Cancellare un po' di inglese, tra l'altro gergale e maccheronico, dunque inutile, ha un senso meta-linguistico, e perciò esistenziale. Cominceremo a uscire dalla tirannide del Corona soltanto ribellandoci alla colonizzazione delle teste che si attua attraverso le parole-trappola di cui è infarcita la comunicazione pubblica. Il Covid ci è arrivato addosso e ci ha soffocato con una gragnuola di parole straniere. Le abbiamo subite quasi fossero l'inevitabile conseguenza di un'epidemia globale. A dire il vero abbiamo sempre avuto il sospetto che fosse un modo per impedirci qualsiasi protesta in italiano o meglio ancora in dialetto. Diciamolo, le uniche parole coraggiose e splendide sono quelle maturate nel posto più tremendo per sofferenza e lutti: Bergamo e le sue valli.

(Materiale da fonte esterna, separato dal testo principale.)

PR #14, opened 2016-11-09
PLT-1378 Added documentation for reaction routes

hmhealey:


enahum:
@hmhealey needs rebase

hmhealey:
Done

source/reactions.yaml
```diff
@@ -0,0 +1,111 @@
+  '/teams/{team_id}/channels/{channel_id}/posts/{post_id}/save_reaction':
```
jwilander: If reactions are a new object/resource we should treat them like the other resources so maybe make the route this:
`/teams/{team_id}/channels/{channel_id}/posts/{post_id}/reactions/create`

With similar changes to the other ones

source/reactions.yaml
```diff
@@ -0,0 +1,111 @@
+  '/teams/{team_id}/channels/{channel_id}/posts/{post_id}/save_reaction':
+    post:
+      tags:
+        - posts
+      summary: React to a post
+      description: Saves a reaction made by the current user to the given post. Post reactions require Mattermost 3.6 or higher.
```
jwilander: Don't need to specify the Mattermost version, this will be taken care of shortly when I add separate pages for different API versions

source/reactions.yaml
hmhealey: That's a good idea. Will do

hmhealey: I'm going to make this route `/reactions/save` just because duplicate calls are considered as updates  (even though there's nothing to update with reactions) instead of errors

PR #30, opened 2016-11-17
PLT-4167 Team Sidebar

enahum:


source/teams.yaml
```diff
@@ -42,6 +42,20 @@
           schema:
             $ref: '#/definitions/TeamMap'
 
+  /teams/my_members:
```
jwilander: I think the channel equivalent is `/teams/{team_id}/channels/members`, maybe we copy that and do `/teams/members` for this?

source/teams.yaml
```diff
@@ -42,6 +42,20 @@
...
+    get:
+      tags:
+        - teams
+      summary: Get all the teams the user is a member of
+      description: Get all the teams the user is member along with the unread count for messages and mentions for each team
+      responses:
+        '200':
+          description: Teams Found
```
jwilander: Super minor but we `Found` should probably be `found` :P

enahum:
@jwilander added the second endpoint as discussed

PR #32, opened 2016-11-21
Add documentation for PLT-3762 - Add API call to get a user by their …

cpanato:
…username

Platform PR: https://github.com/mattermost/platform/pull/4611

### DIFF
--- a/source/users.yaml
+++ b/source/users.yaml
@@ -188,6 +188,24 @@
             additionalProperties:
               $ref: "#/definitions/User"
 
+  '/users/name/{username}':
+    get:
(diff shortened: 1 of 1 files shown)


source/users.yaml
```diff
@@ -188,6 +188,24 @@
             additionalProperties:
               $ref: "#/definitions/User"
 
+  '/users/name/{username}':
+    get:
+      tags:
+        - users
+      summary: Get user object by username
+      description: Get a map of sanitized user object by a username.
```
enahum: does this return a map or an object?

PR #33, opened 2016-11-21
Add channel delete

MartinDelille:
I'm not really sure if I documented well the responses description/type

### DIFF
--- a/source/channels.yaml
+++ b/source/channels.yaml
@@ -215,7 +215,11 @@
       responses:
         '200':
           description: The channel ID
-          type: string
+          schema:
+            type: object
+            properties:
+              id:
+                type: string
 
   '/teams/{team_id}/channels/{channel_id}/add':
     post:
--- a/source/channels.yaml
+++ b/source/channels.yaml
@@ -200,7 +200,7 @@
       tags:
         - channels
       summary: Delete a channel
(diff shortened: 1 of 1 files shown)


source/channels.yaml
```diff
@@ -195,6 +195,28 @@
         '500':
           description: Could not retrieve the channel stats, the user is not a member of the channel or the channel does not belong to the team
 
+  '/teams/{team_id}/channels/{channel_id}/delete':
+    post:
+      tags:
+        - channels
+      summary: Delete a channel
+      description: Add a channel from a team.
```
jwilander: I think you missed updating the description

source/channels.yaml
```diff
@@ -195,6 +195,28 @@
...
+          type: string
+        - name: channel_id
+          in: path
+          description: The channel ID
+          required: true
+          type: string
+      responses:
+        '200':
+          description: The channel ID
+          type: string
```
jwilander: I think the response is actually an object like so:
```
{
    "id": "idgoeshere"
}
```

MartinDelille: Ok how can I document that?

MartinDelille:
Done

jwilander:
Much thanks!

PR #51, opened 2016-12-02
Add API call to get a channel by its name

cpanato:
part of this ticket https://github.com/mattermost/platform/issues/4515

### DIFF
--- a/source/channels.yaml
+++ b/source/channels.yaml
@@ -97,6 +97,31 @@
           '500':
             description: Could not retrieve the user channels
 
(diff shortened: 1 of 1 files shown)


source/channels.yaml
```diff
@@ -97,6 +97,31 @@
           '500':
             description: Could not retrieve the user channels
 
+  '/teams/{team_id}/channels/name/{channel_name:[A-Za-z0-9_-]+}':
+      get:
+        tags:
+          - channels
+        summary: Get channel by channel name
```
jwilander: Super minor, but what do you think about `Get channel by name` instead?

cpanato: done

PR #53, opened 2016-12-05
PLT-4920 Copy post to another channel

enahum:


source/posts.yaml
```diff
@@ -311,3 +311,41 @@
           schema:
             $ref: "#/definitions/PostList"
 
+  '/teams/{team_id}/channels/{channel_id}/posts/{post_id}/copy':
```
jwilander: Do we really need another API for this? Why not just create a new post in the other channel?

enahum:
totally makes sense, nice one...

I'mm closing this PR and I'll change the other one :)

PR #57, opened 2016-12-19
PLT-5012 Add view channel API

jwilander:


source/channels.yaml
```diff
@@ -73,6 +73,43 @@
...
+                description: The channel ID of the previous channel, used when switching channels. Providing this ID will cause push notifications to clear on the channel being switched to.
+              time:
+                type: string
+                description: The Unix time, in milliseconds, that the channel was viewed at. Provide a non-zero value for this parameter to use a manual time. If this parameter is zero or not included, the server will use the current time.
+
+      responses:
+        '200':
+          description: Channel viewed successfully.
+          schema:
+            $ref: '#/definitions/StatusOK'
```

Il motto della rinascita, che a dirlo fa fremere, non è stato il flaccido e porta sfiga «andrà tutto bene», ma - come ha scritto Giulio Dellavite nel suo splendido Ribellarsi (Mondadori) - «In questo epicentro del contagio e vetta della triste piramide delle vittime, qualcosa è stato più invasivo del virus: #molamia, che in dialetto significa "Bergamo non mollare!". Quel mola però non è solo verbo all'imperativo esortativo, ma può essere anche un aggettivo: mia mola, non è molle. Quindi, mai mollare e mai molle».

 

 

 

 

L'inglese è stato il tallone del virus sulla nostra gola infelice. Luigi Di Maio, simbolo vivente della nostra schiavitù, anticipò l'impestamento (lo so che non c'è sul vocabolario ma sempre meglio di lockdown) già il 16 febbraio dell'anno scorso, all'affacciarsi del Covid-19 nelle nostre miserabili esistenze: «Ogni Stato membro sta adottando delle misure rispetto alla vicenda e all'emergenza del coronavairus». V-a-i-r-u-s. Non c'era stata ancora una vittima umana, ma fu chiaro che l'italiano era già stato ucciso. Virus vuol dire veleno, ed è parola latina.

Perché pronunciarlo all'inglese? In un primo momento abbiamo creduto fosse per ragioni di geopolitica: cioè gettare la colpa della pandemia verso gli Usa, eclissandone l'origine cinese, essendo note le simpatie dei grillini per i mandarini. Poi ci siamo resi conto, che più che la malizia poté l'ignoranza. Quando non si sa l'italiano, si indossa la maschera anglosassone. Bisogna dare atto a Beppe Grillo di aver afferrato il concetto. Lo scorso 5 marzo ha proposto nel suo blog una revisione radicale del linguaggio politico, con una paginata dedicata a «Modeste proposte per la comunicazione».

Per un attimo, vista la voga di Webinar e Metoo e Metup in casa grillina, ho temuto l'abrogazione del popolare Vaffa per sostituirlo con l'anglosassone fuck you. Invece no. Trascrivo con ammirazione: «Italiano, non "Inglese": "Patto Verde della Unione Europea" invece di European Green Deal. "Piano di ripresa dell'Unione Europea" invece di Recovery Plan. "Prossima generazione Europa" al posto di Next Generation EU. Mission, election day, navigator, green, green deal, recovery, location, asset, etc.». Modesta proposta a Draghi: licenzi funzionari e burocrati, declassi ministri e sottosegretari che inciampino nell'anglitaliano. Almeno nel centenario di Dante, inferno per chi inquina la lingua in pubblico. Indìca anche la «Giornata nazionale del congiuntivo», ma forse non siamo ancora maturi per questa svolta.